# Tuscan Mirror with Destressed finished on pine



## RDSpears (Dec 3, 2014)

Customer wanted a free standing bathroom mirror made of pine 30x84 with distressed finished. Well I have completed the frame and installed mirror in the frame ready for the finish. Customer chose dark walnut finish and is ok with the samples provided. Now I am trying to determine how to make the finish look distressed with holes notches etc. any suggestions? Thanks in advance. RD:smile::grin::frown:


----------



## Stick486 (Jan 4, 2013)

meat tenderizing hammer..
chain, hammer or your high heel shoes to add dents......
spot sand w/ coarse sandpaper to distress the finish...
Add cracks to the wood using a chisel and hammer....
poke/scratch w/ a screwdriver...
use a wire brush to put on light scratches....
drill small holes


----------



## Semipro (Mar 22, 2013)

What Stick said, but think I would remove the mirror first!


----------



## Stick486 (Jan 4, 2013)

Semipro said:


> What Stick said, but think I would remove the mirror first!


he didn't say if he wanted to save the mirror or not....


----------



## wags999 (Nov 6, 2013)

Remember less can be more at times...


----------



## Cherryville Chuck (Sep 28, 2010)

I was looking at some distressed finish items at a furniture store and they said they used a glove with a bunch of brads or finishing nails sticking through the back and the wearer kept back-handing the surface until it looked distressed enough.


----------



## Herb Stoops (Aug 28, 2012)

Cherryville Chuck said:


> I was looking at some distressed finish items at a furniture store and they said they used a glove with a bunch of brads or finishing nails sticking through the back and the wearer kept back-handing the surface until it looked distressed enough.


Ooooch, that hurts!

Herb


----------



## Cherryville Chuck (Sep 28, 2010)

Yeah my thoughts too Herb, maybe was specially made with a plate between but the idea is sound- if you like that sort of thing. Maybe driving some nails through a Ping pong paddle instead? 
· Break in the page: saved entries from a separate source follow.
PR #388, opened 2023-10-12
IBX-6631: Enriched `TrashItem` with `removedLocationContentIdMap`

barw4:
| **JIRA issue**                          | [IBX-6631](https://issues.ibexa.co/browse/IBX-6631)
| **BC breaks**                          |no

Related PR: https://github.com/ezsystems/date-based-publisher/pull/267

One assert was removed because crucial values are compared in the same method which makes this assert obsolete. Obviously, it also fails as loaded `TrashItem` will always have an empty `removedLocationContentIdMap` whether the one built after trashing - won't.

#### Checklist:

### DIFF
--- a/eZ/Publish/API/Repository/Values/Content/TrashItem.php
+++ b/eZ/Publish/API/Repository/Values/Content/TrashItem.php
@@ -19,4 +19,15 @@ abstract class TrashItem extends Location
      * @var \DateTime
      */
     protected $trashed;
+
+    /** @var array<int, int> */
+    protected $removedLocationContentIdMap = [];
+
+    /**
+     * @return array<int, int>
+     */
+    public function getRemovedLocationContentIdMap(): array
+    {
+        return $this->removedLocationContentIdMap;
+    }
 }
--- a/eZ/Publish/Core/Persistence/Legacy/Content/Location/Trash/Handler.php
+++ b/eZ/Publish/Core/Persistence/Legacy/Content/Location/Trash/Handler.php
@@ -74,21 +74,15 @@ class Handler implements BaseTrashHandler
         $this->contentHandler = $contentHandler;
     }
 
-    /**
-     * Loads the data for the trashed location identified by $id.
-     * $id is the same as original location (which has been previously trashed).
-     *
-     * @param int $id
-     *
-     * @throws \eZ\Publish\API\Repository\Exceptions\NotFoundException
-     *
-     * @return \eZ\Publish\SPI\Persistence\Content\Location\Trashed
-     */
-    public function loadTrashItem($id)
+    public function loadTrashItem(int $id, array $trashedLocationsContentMap = []): Trashed
     {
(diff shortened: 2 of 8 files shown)


eZ/Publish/Core/Persistence/Legacy/Content/Location/Trash/Handler.php
```diff
@@ -109,6 +109,7 @@ public function trashSubtree($locationId)
         $locationRows = $this->locationGateway->getSubtreeContent($locationId);
         $isLocationRemoved = false;
         $parentLocationId = null;
+        $trashedLocationsContentMap = [];
```
alongosz: let's be consistent:
```suggestion
        $removedLocationsContentMap = [];
```
(or the other way, other variables starting with trashed instead).

alongosz (commented):
@barw4 this is very good, but as usual, I need some integration test coverage to see that those subtree IDs land there properly in that API TrashItem Value ;)

barw4:
@alongosz test added in https://github.com/ezsystems/ezplatform-kernel/pull/388/commits/48730c11ce932de1ae3d0c6173b299d1c56ce353

alongosz (approved):

konradoboza (approved):

Steveb-p (approved):

ciastektk (approved):

eZ/Publish/API/Repository/Values/Content/TrashItem.php
```diff
@@ -19,4 +19,15 @@ abstract class TrashItem extends Location
...
      */
     protected $trashed;
+
+    /** @var array<int, int> */
+    protected $removedLocationContentIdMap = [];
+
+    /**
+     * @return array<int, int>
+     */
+    public function getRemovedLocationContentIdMap(): array
```
Steveb-p, line 29: In https://github.com/ezsystems/date-based-publisher/pull/267 I see that you are using this map to create content deletion notifications, and perform actual deletions.

Note that Content can have multiple locations, which means the same Content ID might occur in this map multiple times. Is this your intent?

barw4: @Steveb-p Yes, it can appear multiple times. Why would that be a problem? If one schedule entry is deleted, the second one won't be found and hence, won't be deleted. No exception is being thrown.

Steveb-p: If that is the case, then it is ok. I assumed it was a case that was not taken into account and the same action was taken for the same Content ID more than once.

You may consider swapping the map order. By having it be `array<ContentID, array<LocationID>>` (array with `ContentID` as keys and an array of `LocationID`s as value) you would have a similar effect, with Location IDs being grouped together. Only a suggestion though, of course.

tomaszszopinski (approved):

PR #389, opened 2023-10-19
IBX-6504: Gracefully handled URL generation in `RoutingExtension`

barw4:
| **JIRA issue**                          | [IBX-6504](https://issues.ibexa.co/browse/IBX-6504)

Related PR: https://github.com/ezsystems/ezplatform-page-fieldtype/pull/251

#### Checklist:

### DIFF
--- a/eZ/Bundle/EzPublishCoreBundle/Resources/config/services.yml
+++ b/eZ/Bundle/EzPublishCoreBundle/Resources/config/services.yml
@@ -191,7 +191,7 @@ services:
     ezpublish.param_converter.location:
         class: eZ\Bundle\EzPublishCoreBundle\Converter\LocationParamConverter
         arguments:
-            $locationService: "@ezpublish.siteaccessaware.service.location"
+            $locationService: '@ezpublish.siteaccessaware.service.location'
             $contentPreviewHelper: '@ezpublish.content_preview_helper'
         tags:
             - { name: request.param_converter, priority: "%ezpublish.param_converter.location.priority%", converter: ez_location_converter }
--- a/eZ/Bundle/EzPublishCoreBundle/Resources/config/services.yml
+++ b/eZ/Bundle/EzPublishCoreBundle/Resources/config/services.yml
@@ -191,7 +191,8 @@ services:
     ezpublish.param_converter.location:
         class: eZ\Bundle\EzPublishCoreBundle\Converter\LocationParamConverter
         arguments:
-            - "@ezpublish.siteaccessaware.service.location"
+            $locationService: "@ezpublish.siteaccessaware.service.location"
+            $contentPreviewHelper: '@ezpublish.content_preview_helper'
         tags:
             - { name: request.param_converter, priority: "%ezpublish.param_converter.location.priority%", converter: ez_location_converter }
 
--- a/eZ/Publish/Core/MVC/Symfony/Templating/Twig/Extension/RoutingExtension.php
+++ b/eZ/Publish/Core/MVC/Symfony/Templating/Twig/Extension/RoutingExtension.php
@@ -114,15 +114,25 @@ class RoutingExtension extends AbstractExtension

My sister in law had me make a tv stand for her and she used some craft paint that you lightly sand after different coats of different colors. Every time I see it I tell her it looks good, just needs a decent paint job. Different strokes for different folks.


----------



## JFPNCM (Dec 13, 2009)

Wire wheel on a drill? Vary the speed, pressure and stiffness to create the patterns.


----------



## lowracer (May 22, 2015)

if it is going to be painted (but I guess stained only) there are other things you can do.

in the past what I have done, stain first (especially because it is pine) then on some of the spots where it would normally wear, use either a little bit of Vaseline (very very carefully), or rub candlewax over. paint over that. the Vaseline and candlewax affects the sticking of the paint coat. afterwards use a wire brush/scotch brite sanding pad carefully. the places where the paint doesn't stick, will typically be the easiest to get off. 

I have also seen where people afterwards use a little bit of gel stain carefully in spots to mimic dirt built up.


----------